JAKARTA, KOMPAS.com - Ketua Komisi Pemilihan Umum (KPU) Arief Budiman menyatakan ada perbedaan mendasar antara Rapat Dengar Pendapat (RDP) dengan rapat konsultasi. Mahkamah Konstitusi (MK) hanya memutuskan soal rapat konsultasi yang hasilnya dinyatakan tak mengikat.
"Kalau rapat konsultasi yang awalnya itu, khusus dalam membuat Peratutan KPU (PKPU), namanya rapat konsultasi. Tapi kalau RDP kan bisa bahas apa saja. KPU bisa diundang dalam membahas apapun. Membahas anggaran, kegiatan, dan selainnya," ujar Arief di Kompleks Parlemen, Senayan, Jakarta, Senin (10/7/2017).
Sehingga, dengan dihapuskannya kewajiban rapat konsultasi yang mengikat melalui amar putusan MK Nomor 92/PUU-XIV/2016, KPU akan lebih leluasa dan terbebas dari intervensi dalam membuat PKPU.
Pada Pilkada 2017, KPU sempat bersitegang dengan DPR. Saat menyusun PKPU Pencalonan, KPU didesak DPR memperbolehkan terpidana percobaan mencalonkan diri.
(Baca: MK Putuskan Rapat Konsultasi KPU, DPR, dan Pemerintah Tak Mengikat)
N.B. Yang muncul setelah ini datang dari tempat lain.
PR #547, opened 2026-02-05
fix(category-nav): Remove bell section from DOM instead of hiding (#546)

### LINKED ISSUE #546: Fix: Remove bell notification section from DOM instead of hiding it
## Issue

https://main--idfc--aemsites.aem.page/credit-card/rupay-credit-card

The bell notification menu item (category-nav-bulletin-notification) is functioning correctly in the header, but the original section containing the Cards block remains in the DOM at the beginning of the <main> element. This section is currently only hidden with display: none, which leaves unnecessary DOM pollution.

Image

amarghioali:
Fix #546 

Test URLs:
- After: https://546-bell-section--idfc--aemsites.aem.page/credit-card/rupay-credit-card


helms-charity (approved):
that's better

PR #549, opened 2026-02-05
Section Title UE correction

### LINKED ISSUE #535: Block: section-title

bunting-adbe:
Needed to update the name on 2 component parts. They were not showing up in the UE.

Fix #535 

Test URLs:
- After: https://535-sectionTitle--idfc--aemsites.aem.page/

### DIFF
--- a/blocks/section-title/_section-title.json
+++ b/blocks/section-title/_section-title.json
@@ -66,7 +66,7 @@
         },
         {
           "component": "select",
-          "name": "classes",
+          "name": "textSize",
           "label": "Text Size",
           "value": "",
           "valueType": "string",
@@ -103,7 +103,7 @@
         },
         {
           "component": "select",
-          "name": "classes",
+          "name": "alignment",
           "label": "Alignment",
           "value": "",
           "valueType": "string",
--- a/component-models.json
+++ b/component-models.json
@@ -1619,7 +1619,7 @@
       },
       {
         "component": "select",
-        "name": "classes",
+        "name": "textSize",
         "label": "Text Size",
         "value": "",
         "valueType": "string",
@@ -1656,7 +1656,7 @@
       },
       {
         "component": "select",
-        "name": "classes",
+        "name": "alignment",
         "label": "Alignment",
         "value": "",
         "valueType": "string",


zhummerz (approved):
approved

PR #557, opened 2026-02-05
UE updates for testimonial cards

### LINKED ISSUE #133: Testimonial cards enhancements

Card item level config --

bunting-adbe:
UE updates for testimonial cards so that they can be authored and added to schema. This is UE changes only for now. I authored a new card using the changes on my branch, but need them to added to the bus to properly test additional code change needs. 

Fix #133 

Test URLs:
- After: https://133-testimonialEnhancement--idfc--aemsites.aem.page/credit-card/rupay-credit-card

Just adding UE elements now. There is some more testing needed with the JS and CSS once we get these in place. 
Added the testimonial card input fields at the card level in an expandable container. 
image

### DIFF
--- a/blocks/cards/_cards.json
+++ b/blocks/cards/_cards.json
@@ -219,6 +219,64 @@
           "label": "Modal Content (optional)",
           "description": "For simple modals, author content here. For complex modals, use Card Link pointing to /modals/ path instead.",
           "valueType": "string"
+        },
+        {
+          "component": "container",
+          "name": "testimonialDetails",
+          "label": "Testimonial (optional)",
+          "collapsible": true,
+          "description": "Only used when block Style is Testimonial. For schema and display.",
+          "fields": [
+            {
+              "component": "select",
+              "name": "quoteIcon",
+              "label": "Quote Icon",
+              "valueType": "string",
+              "description": "Icon shown at top of this testimonial card.",
+              "options": [
+                {
+                  "name": "None",
+                  "value": ""
+                },
+                {
+                  "name": "Inverted commas",
+                  "value": "inverted-commas"
+                }
+              ]
+            },
+            {
+              "component": "text",
+              "name": "personName",
+              "label": "Person Name",
+              "valueType": "string",
+              "description": "Author or reviewer name"
+            },
+            {
+              "component": "text",
+              "name": "productName",
+              "label": "Product Name",
+              "valueType": "string",
+              "description": "Product being reviewed (e.g. card name)"
+            },
+            {
+              "component": "number",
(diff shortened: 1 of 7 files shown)


blocks/cards/_cards.json
```diff
@@ -219,6 +219,64 @@
           "label": "Modal Content (optional)",
           "description": "For simple modals, author content here. For complex modals, use Card Link pointing to /modals/ path instead.",
           "valueType": "string"
+        },
+        {
+          "component": "container",
+          "name": "testimonialDetails",
+          "label": "Testimonial (optional)",
+          "collapsible": true,
+          "description": "Only used when block Style is Testimonial. For schema and display.",
```
helms-charity: Check this out -- you can 'test' for if the style is testimonial, only then show this container.
https://github.com/aemsites/world-bank/blob/main/models/_section.json#L104-L111

blocks/cards/_cards.json
```diff
@@ -219,6 +219,64 @@
...
+          "fields": [
+            {
+              "component": "select",
+              "name": "quoteIcon",
```
helms-charity: I think it is safest to use all small letters with a hyphen instead of camelcase, because either the JCR or the markdown process changes these in certain conditions. (same for personName, productName, authorRating, reviewDate)

blocks/cards/_cards.json
```diff
@@ -219,6 +219,64 @@
...
+                "numberMin": 1,
+                "numberMax": 5
+              }
+            },
+            {
+              "component": "text",
+              "name": "reviewDate",
+              "label": "Date",
+              "valueType": "string",
+              "description": "Review date for Schema.org. Use YYYY-MM-DD (e.g. 2025-03-26) or readable (e.g. March 26, 2025)."
```
helms-charity: hmm, let's tell them to use only YYYY-MM-DD (because we're requiring the same format in page properties for a custom date there too), and your script can translate it to Month day, year.

helms-charity (changes requested):

helms-charity (approved):

blocks/cards/_cards.json
bunting-adbe: Found this doesn't work for our use case.

blocks/cards/_cards.json
bunting-adbe: changed this before we decided to split the blocks. Cursor went with camel case because there were several other examples of it in the cards file.

blocks/cards/_cards.json
bunting-adbe: fixed this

Padahal dalam Undang-undang Nomor 10 Tahun 2016, seseorang yang berstatus terpidana apapun tidak diizinkan mencalonkan diri. Saat ditanya apakah KPU merasa lega dengan putusan MK tersebut, Arief menjawab pada intinya putusan itu harus dihormati semua pihak.
"Ya ini kan putusan yang harus dihormati oleh siapapun. Dijalankan oleh siapapun. Kalau lega kan semua lega, karena semua sudah bisa menerima. Saya pikir ini bukan sesuatu yang luar biasa. Bisa diterima oleh siapapun," lanjut dia.
Mahkamah Konstitusi (MK) menyatakan bahwa hasil dari rapat konsultasi antara Komisi Pemilihan Umum (KPU) dengan DPR tidak berlaku mengikat.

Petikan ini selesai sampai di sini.